I will split this out in a separate posting.
>> --I still have from time to time Exceptions:
>> java.lang.IllegalStateException: Committed
>>        at org.mortbay.jetty.Response.resetBuffer(
>>        at org.mortbay.jetty.Response.reset(
>>        at
>> javax.servlet.ServletResponseWrapper.reset(
>>        at
>> org.apache.cocoon.servletservice.ServletServiceContext$PathDispatcher.forward(
>>        at
>> org.apache.cocoon.servletservice.ServletServiceContext$PathDispatcher.forward(
>>        at
>> org.apache.cocoon.servletservice.spring.ServletFactoryBean$ServiceInterceptor.invoke(
>>        at
>> org.springframework.aop.framework.ReflectiveMethodInvocation.proceed(
>>        at
>> org.springframework.aop.framework.JdkDynamicAopProxy.invoke(
>>        at $Proxy5.service(Unknown Source)
>>        at
>> org.apache.cocoon.servletservice.DispatcherServlet.service(
>>    As the application works, I can ignore it for know but again, I'm
>> quite clueless as to what I'm doing wrong
>>    (maybe the request is given to the pipeline after the servlet has
>> done its job, but that's just a guess)
> It is a bug caused by me when I committed some contribution. It has been already discussed
on dev
> list and will be addressed soon, see:

hm, yes, I found that one, but the case in which my exception happens is 
totally different. I don't have any exception in the flow, nor have I 
the 500 internal error code set earlier...
>> -- half of the 2.2 documentation is none existing and using the 2.1
>> documentation is fraud with danger as it sometimes works, sometimes not.
>> Most of the misfits come of Classes that now have a different name or
>> package, but it takes ages to figure that out.
> Lack of migration guides like this:
> or these:
> Just asking because being curious if something like this is enough.
Well I suppose it's enough if your an experienced 2.1 user. I never used 
2.1 so a diff doesn't mean a lot (unless i need to port 2.1 examples ;))

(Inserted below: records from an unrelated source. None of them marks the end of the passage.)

PR #802, opened 2018-07-18
Optimize Merkle root verification for blocks [ECR-1622]

ilammy:
PR #664 refactored block verification but it uses ProofListIndex to compute Merkle root hash. [As suggested during code review](https://github.com/exonum/exonum/pull/664#discussion_r193049294), we can replace ProofListIndex and MemoryDB with direct computation of the root hash.

The tests cross-verify this implementation with ProofListIndex to ensure that they are consistent. However, I'm not sure whether we need this cross-verification (only checking hash values may be enough). Furthermore, maybe `merkle_root()` function can be moved to some more appropriate module. **Please advise on these two matters.**


exonum/src/helpers/merkle.rs
```diff
@@ -0,0 +1,118 @@
...
+// distributed under the License is distributed on an "AS IS" BASIS,
+// WITHOUT WARRANTIES OR CONDITIONS OF ANY KIND, either express or implied.
+// See the License for the specific language governing permissions and
+// limitations under the License.
+
+//! Merkle tree utilities.
+
+use crypto::{self, Hash, HashStream};
+
+/// Compute Merkle root hash for a given list of hashes.
```
vitvakatu: Computes

exonum/src/helpers/merkle.rs
```diff
@@ -0,0 +1,118 @@
...
+///
+/// If `hashes` are empty then default (zero) value is returned.
```
vitvakatu: I think it's better to clarify that "\`Hash::zero\`" values is returned

exonum/src/helpers/merkle.rs
```diff
@@ -0,0 +1,118 @@
...
+pub fn root_hash<'a, I: IntoIterator<Item=&'a Hash>>(hashes: I) -> Hash {
+    let mut current_hashes: Vec<Hash> = hashes.into_iter().cloned().collect();
```
vitvakatu: Is `cloned` really needed here? Hashes implement `Copy` afaik

ilammy: It seems so. `Hash` _does_ implement `Copy`, but without `.cloned()` tacked into the pipeline `collect()` does not seem to be smart enough to perform the copy itself. Or maybe this is done on purpose by libstd devs so that copying is explicit.

```
error[E0277]: the trait bound `std::vec::Vec<crypto::Hash>: std::iter::FromIterator<&'a crypto::Hash>` is not satisfied
  --> exonum/src/helpers/merkle.rs:23:60
   |
23 |     let mut current_hashes: Vec<Hash> = hashes.into_iter().collect();
   |                                                            ^^^^^^^ a collection of type `std::vec::Vec<crypto::Hash>` cannot be built from an iterator over elements of type `&'a crypto::Hash`
   |
   = help: the trait `std::iter::FromIterator<&'a crypto::Hash>` is not implemented for `std::vec::Vec<crypto::Hash>`
```

We expect and receive an iterator over references to Hashes in `BlockResponse::verify_tx_hash()` as its `self.transactions()` method returns `&[Hash]`.

exonum/src/helpers/merkle.rs
```diff
@@ -0,0 +1,118 @@
...
+
+//! Merkle tree utilities.
+
+use crypto::{self, Hash, HashStream};
+
+/// Computes Merkle root hash for a given list of hashes.
+///
+/// If `hashes` are empty then `Hash::zero()` value is returned.
+pub fn root_hash<'a, I: IntoIterator<Item = &'a Hash>>(hashes: I) -> Hash {
+    let mut current_hashes: Vec<Hash> = hashes.into_iter().cloned().collect();
```
popzxc: Cloning here can be avoided, if the function signature will be changed:
```
pub fn root_hash(hashes: &[Hash]) -> Hash {
    if hashes.is_empty() {
        return Hash::zero();
    }
    let mut current_hashes = combine_hash_list(hashes);
    while current_hashes.len() > 1 {
        current_hashes = combine_hash_list(&current_hashes);
    }
    current_hashes[0]
}
```

What's the profit from taking `IntoIterator` as argument, if it's get collected in the first line? It could be collected as well on the callee side as well.
And with `&[Hash]` code looks easier as well.

exonum/src/helpers/merkle.rs
```diff
@@ -0,0 +1,118 @@
...
+
+    fn hash_list(bytes: &[&[u8]]) -> Vec<Hash> {
+        bytes.iter().map(|chunk| crypto::hash(chunk)).collect()
+    }
+
+    #[test]
+    fn root_hash_single() {
+        assert_root_hash_eq(
+            &hash_list(&[b"1"]),
+            "6b86b273ff34fce19d6b804eff5a3f5747ada4eaa22f1d49c01e52ddb7875b4b",
```
popzxc: This module uses some "generic hash" and I think we should not test it against some hard-coded values. As for me, it's enough to test against `ProofListIndex`.

exonum/src/helpers/merkle.rs
```diff
@@ -0,0 +1,118 @@
...
+    use encoding::serialize::FromHex;
+    use storage::{Database, MemoryDB, ProofListIndex};
+
+    use super::*;
+
+    /// Cross-verify `root_hash()` with `ProofListIndex` against expected root hash value.
+    fn assert_root_hash_eq(hashes: &[Hash], expected: &str) {
+        let root_actual = root_hash(hashes);
+        let root_index = proof_list_index_root(hashes);
+        let root_expected = Hash::from_hex(expected).expect("hex hash");
```
popzxc: Nit: Please add more meaningful message to `expect` call.

popzxc:
And also please update the changelog.

exonum/src/helpers/merkle.rs
ilammy: I used `IntoIterator` as a way to generalize root hash computation, to not limit it to just slices. Though, I guess we can revert this change and keep it with slices until we really need it.

ilammy:
@popzxc, what should I mention in the changelog? Only addition of the new function or the performance optimization as well?

popzxc:
@ilammy I guess you should mention both introduction a new module+method and performance optimization. Both things can be added into "Internal Improvements" section.

exonum/src/helpers/merkle.rs
```diff
@@ -19,11 +19,11 @@ use crypto::{self, Hash, HashStream};
...
 ///
 /// If `hashes` are empty then `Hash::zero()` value is returned.
-pub fn root_hash<'a, I: IntoIterator<Item = &'a Hash>>(hashes: I) -> Hash {
-    let mut current_hashes: Vec<Hash> = hashes.into_iter().cloned().collect();
-    if current_hashes.is_empty() {
+pub fn root_hash(hashes: &[Hash]) -> Hash {
+    if hashes.is_empty() {
         return Hash::zero();
     }
+    let mut current_hashes = hashes.to_vec();
```
popzxc: Why do you need to convert hashes to vec? It's an additional space allocation that could be easily avoided.

exonum/src/helpers/merkle.rs
ilammy: As for in-place computation, I guess we can rewrite `combine_hash_list ` to be `fn(&mut Vec)` with in-place computations and zero additional Vec allocations. However, in this case we'd still need to clone the original slice. It is possible to (effectively) avoid copying by constructing the initial vector of the pre-combined half of the hashes, but I don't think it's worth the readability hit.

exonum/src/helpers/merkle.rs
ilammy: We need to have some storage to keep intermediate hashes, and its quite readable. Is there any obvious way to compute the root hash without any intermediate storage, stacks, etc. that I am not aware of? I'm sorry, I can't quite see how we can avoid intermediate storage completely.

popzxc: I'm not talking about every intermediate storage, just about initial one. If you'll write 
```
let mut current_hashes = combine_hash_list(hashes);
```
then you'll avoid the first allocation and the first `Vec` will contain only `N/2` hashes.

exonum/src/helpers/merkle.rs
```diff
@@ -0,0 +1,118 @@
...
+            if pair.len() == 2 {
+                hash_pair(&pair[0], &pair[1])
+            } else {
+                hash_one(&pair[0])
+            }
+        )
+        .collect()
+}
+
+fn hash_one(lhs: &Hash) -> Hash {
```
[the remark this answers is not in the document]
ilammy: Would it be okay to move `hash_{one,pair}` to `proof_list_index` module and export them as `pub(crate)` so that they are visible to `helpers::merkle`? Or it would be better to just move `root_hash()` from `helpers::merkle` to `proof_list_index`?

exonum/src/helpers/merkle.rs
ilammy: This won't be that straightforward with in-place implementation suggested by @slowli. It uses

```rust
fn combine_hash_list(hashes: &mut Vec<Hash>)
```

and avoids any additional `Vec<Hash>` allocations except for the initial one. (Currently we allocate a new Vec for each intermediate batch.)

I'm not sure that allocating half less storage is worth the readability hit as in that case we will need to effectively duplicate implementation of `combine_hash_list()`:

```rust
/// Initial version used for first computation and allocation.
fn combine_inital_hash_list(hashes: &[Hash]) -> Vec<Hash> {
    // current implementation
}

/// In-place version used for subsequent iterations.
fn combine_hash_list(hashes: &mut Vec<Hash>) {
    // in-place implementation which does effectively the same
}
```

Should we do it like that?

exonum/src/storage/proof_list_index/tests.rs
```diff
@@ -769,3 +769,47 @@ mod rocksdb_tests {
         super::same_merkle_root(db1, db2);
     }
 }
+
+mod root_hash_tests {
+    use crypto::{self, Hash};
+    use storage::{Database, MemoryDB, ProofListIndex};
+
+    /// Cross-verify `root_hash()` with `ProofListIndex` against expected root hash value.
+    fn assert_root_hash_correct(hashes: &[Hash]) {
```
dmitry-timofeev: Nit: I'd suggest moving the most interesting code here — tests — to the top, and utility methods — after their usages (i.e., after tests).

popzxc: Hm... I prefer the current situation: all the logic tests use at the top (so you'll know what's going on), and tests at the bottom (so you are prepared for them).

IMHO it's a bit of holy-war question :)

exonum/src/storage/proof_list_index/mod.rs
```diff
@@ -614,3 +618,33 @@ where
...
+            }
+            current_hashes[0]
+        }
+    }
+}
+
+fn combine_hash_list(hashes: &[Hash]) -> Vec<Hash> {
+    hashes
+        .chunks(2)
+        .map(|pair| {
```
slowli: Nit: you can use slice comprehension here:

```rust
match pair {
    [first, second] => hash_pair(first, second),
    [single] => hash_one(single),
    _ => unreachable!(),
}
```

DarkEld3r: I also think that this looks clearer than `if/else`.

I just would like to have a reference guide of 2.2 that contains just 
that: the reference.
>> - Architectural overview ?
>> didn't find any.
> Yep, noted added to give even one simple page that would help a bit.
Yes, the early cocoon days (somewhere around 2001)  had a nice overview 
of the reactor and how it worked.
> Your criticism was very, very constructive and it brought a lot value to the discussion.
I would
> love to always see such concrete e-mails. I'm very grateful for your e-mail.
ok, so I'll chew and spit some more when  I'm blocked.

Anyway, I think cocoon is one of the best concepts to be found in the 
Java world. It is just a shame Java webapp development (even with 
spring/ cocoon/...) medieval compared to something like Zope 
Just a simple example of a more advanced feature  :
- Versioning is there inside the application server, so you can debug on 
the application server in production in your own private coding session, 
without disturbing the real production users. and then just 'commit' 
your changes after you fixed it, and the next created user session will 
use the latest (fixed) code.

This was introduced in Zope somewhere in the year 2000.

I'm also pretty sure SeaSide developers are laughing their asses off 
when they see the current state of j2ee development.